The following example demonstrates this:

var vector1: [0..#5] int;             // Using Chapel array syntax
var vector2 = Vector(5, eltType=int); // Using LinearAlgebra Vector function
assert(vector1.type == vector2.type); // ... produces same result

var matrix1: [0..#3, 0..#5] int;         // Using Chapel array syntax
var matrix2 = Matrix(3, 5, eltType=int); // Using LinearAlgebra Matrix function
assert(matrix1.type == matrix2.type);    // ... produces same result

Array operations

This section demonstrates some of the functionality built into Chapel arrays that can be useful in a linear algebra context.
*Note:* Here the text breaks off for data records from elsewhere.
PR #370, opened 2016-06-08
Report more accurate build durations

zackgalbreath:
Some time values we receive are accurate to the second, while others are only accurate to the minute.  This PR updates our XML handlers to use these more precise time values when setting a build's start and end time.


jamiesnape:
LGTM.

PR #371, opened 2016-06-09
Support connecting via unix_socket in PDO

danlamanna:
This is the recommended method of operation when connecting to a Cloud SQL database from a GAE application.


jamiesnape:
LGTM.

PR #372, opened 2016-06-09
Track build step duration

zackgalbreath:
Record how long the build step took to complete and store it in the `buildduration` column of the build table.

Contrast this with `(endtime - starttime)`, which dictates how long the entire build process took, including update/configure/test/etc.


zackgalbreath:
Any concerns to address before I merge this one?

jamiesnape:
LGTM.

PR #375, opened 2016-06-20
Add minimal App Engine support

jamiesnape:
Currently only for synchronous submissions and with RSS disabled.


jamiesnape:
PTAL @cpatrick, @danlamanna, @zackgalbreath.

include/ctestparser.php
```diff
@@ -93,15 +93,18 @@ function writeBackupFile($filehandler, $content, $projectname, $buildname,
...
+            if (realpath($CDASH_DATA_ROOT_DIRECTORY) !== false) {
+                // Make sure the file is in the right directory.
+                $pos = strpos(realpath(dirname($filename)), realpath($backupDir));
+                if ($pos === false || $pos != 0) {
+                    echo "File cannot be stored in backup directory: $filename";
+                    add_log("File cannot be stored in backup directory: $filename (realpath = " . realpath($backupDir) . ')', 'writeBackupFile', LOG_ERR);
+                    flock($lockfp, LOCK_UN);
+                    unlink($lockfilename);
+                    return false;
+                }
```
zackgalbreath: This means that we currently don't backup the submitted XML files when running on GAE, right?

jamiesnape: Correct, for now.

zackgalbreath:
In general this LGTM.  I love the removal of all the old PHP code.

As we work to improve query performance for GAE we should also revisit whether or not all those calls of `set_time_limit(0)` are really necessary.

jamiesnape:
@zackgalbreath PTAL.

zackgalbreath:
New changes (tar extraction & such) LGTM

PR #379, opened 2016-06-23
Rename 'Build Time' filter to 'Build Start Time'

zackgalbreath:
The term 'Build Time' was ambiguous.  Did it refer to when the
build occurred, or how long it took?

We opt for 'Build Start Time' rather than the less verbose 'Start Time'
because this filter is available on both index.php (which displays builds)
and queryTests.php (which displays tests).


jamiesnape:
LGTM.

PR #876, opened 2019-08-20
Add date picker widget to queryTests.php

zackgalbreath:
This is a follow-up to #854. it provides a UI element for our users to specify a date range on queryTests.php.


zackgalbreath:
Closed in favor of #891

PR #880, opened 2019-08-29
Feature -- Commands To Conventionalize Use Across Platforms

bryonbean:
Create CDash production or testing environments with Docker

```bash
# from cdash  root directory
$ source docker/commands.bash
$ cdash_environment mysql # or postgres, or production
$ cdash_build_image
$ cdash_start_docker_services && cdash_wait_for_ready http://localhost/ping 12
$ cdash_run_and_submit_mysql_ctest # or cdash_run_and_submit_postgres_ctest
$ cdash_stop_docker_services
```
Requires `docker-compose`.


bryonbean:
P.S. Instead of trying to source the `docker/commands.bash` file in every step we could try something like this. I just don't know if there is enough of a ROI to justify getting it to work.

zackgalbreath:
This is pretty great, thanks for taking the time to work on it! Would you please add some markdown documentation for the steps outlined in this PR?

Here are some other improvements that would make it more useful to use Docker as a local development environment for CDash. Let me know if you think it makes sense to add these here, or as part of a subsequent PR.

* Documentation showing how to run a single (or groups) of tests, ie
  `docker exec --user www-data cdash bash -c "/usr/bin/ctest -VV -I 1,30,1`

* A command (or just more documentation) on how to update the container as you modify the CDash source code. Re-running `cdash_build_image` is too slow to be practical, so maybe we have to break that up?

* An example of how to connect to this containerized CDash with a web browser. Maybe we need to expose a port by default for dev builds?

bryonbean:
> Documentation showing how to run a single (or groups) of tests

+1

> A command (or just more documentation) on how to update the container as you modify the CDash source code. Re-running cdash_build_image is too slow to be practical, so maybe we have to break that up?

Yes, absolutely on both accounts. Though, as you mentioned, may be better for a subsequent PR.

> An example of how to connect to this containerized CDash with a web browser. Maybe we need to expose a port by default for dev builds

https://github.com/Kitware/CDash/pull/880/files#diff-599a73022ebabadcff24ab82e0147327R18

The docker-compose files are currently setting the port to 8080, but you're right, that could definitely use some documentation.

I will add some documentation to this PR.

PR #883, opened 2019-09-10
Fix display of viewBuildGroup.php

zackgalbreath:
This page was inadvertently broken during our move to Laravel because
the name of its AngularJS controller (index) does not match the name
of the page (viewBuildGroup).


zackgalbreath:
@bryonbean Let me know what you think about this fix. I'm not necessarily in love with it, but this is a relatively unique situation so maybe it's okay for the time being.

PR #888, opened 2019-09-18
Fix -- Resume Authentication With LDAP

bryonbean:


config/ldap_auth.php
```diff
@@ -0,0 +1,18 @@
+<?php
+
+return [
+    'identifiers' => [
+        'ldap' => [
+            'locate_users_by' => 'mail',
+        ],
+        'database' => [
+            'guid_column' => 'email',
```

None of the operations in this section require usage of LinearAlgebra. Learn more about Chapel arrays in the ChapelArray documentation and the Array Primer.

Create a 3 x 5 matrix of reals, default-initialized to values of 0.0

var a: [0..#3, 0..#5] real; // Equivalent to: var a = Matrix(3, 5);

Set all elements to 1.0

a = 1.0;

Print matrix

writeln(a);
  // Prints:
  //   1.0 1.0 1.0
  //   1.0 1.0 1.0
  //   1.0 1.0 1.0
  //   1.0 1.0 1.0
  //   1.0 1.0 1.0

Number of dimensions

a.rank; // 2

Size

a.size; // 15

Shape

a.shape; // (3, 5)

Element type

writeln(a.eltType: string); // real(64)

Array type in format of: [domain(rank, index-type, stridable)] element-type

writeln(a.type: string); // [domain(2,int(64),false)] real(64)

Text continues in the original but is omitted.